Directions: From the line containing "cask :v1 => 'vimr' do" to the final line of the listing, restate each line word for word and add nothing.

+++ Data

PR #14829, opened 2015-10-31
Remove Freelancy.app (not available anymore)

victorpopkov:
It seems that this app is not available anymore.


vitorgalvao:
Yep. Seems like it’s only available as a webapp (and Chrome app).

vitorgalvao:
Merged as e82730f4ba81acf78ebc6ce2eb576455c7095ff4.

PR #14830, opened 2015-10-31
Remove FoldIt.app (not available anymore)

victorpopkov:
It seems that the app is not available anymore. The homepage and download URL don't work.


vitorgalvao:
Merged as 32d9d35c805e85f809e478c64f429e86928c261b.

PR #14837, opened 2015-10-31
Add vimr binary link to VimR.app

ldong:
Users now are able to use `vimr` in the terminal.

### DIFF
--- a/Casks/vimr.rb
+++ b/Casks/vimr.rb
@@ -10,4 +10,5 @@ cask :v1 => 'vimr' do
   license :gpl
 
   app 'VimR.app'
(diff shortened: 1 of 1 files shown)


Casks/vimr.rb
```diff
@@ -10,4 +10,5 @@
   license :gpl
 
   app 'VimR.app'
+  binary "VimR.app/Contents/Resources/vimr"
```
vitorgalvao: Double quotes are reserved for cases where string interpolation is needed. Please change these to single quotes.

ldong:
@vitorgalvao I added another commit to change double to single quote, I hope that its okay.

PR #14899, opened 2015-11-03
Upgrade PyCharm CE.app from 4.5.4 to 5.0

tsparber:
This commit upgrades PyCharm CE.app to latest version 5.0.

++++++

Response to this exercise:
@@ -10,4 +10,5 @@ cask :v1 => 'vimr' do
   license :gpl
 
   app 'VimR.app'
(diff shortened: 1 of 1 files shown)


Casks/vimr.rb
```diff
@@ -10,4 +10,5 @@
   license :gpl
 
   app 'VimR.app'
+  binary "VimR.app/Contents/Resources/vimr"
```
vitorgalvao: Double quotes are reserved for cases where string interpolation is needed. Please change these to single quotes.

ldong:
@vitorgalvao I added another commit to change double to single quote, I hope that its okay.

PR #14899, opened 2015-11-03
Upgrade PyCharm CE.app from 4.5.4 to 5.0

tsparber:
This commit upgrades PyCharm CE.app to latest version 5.0.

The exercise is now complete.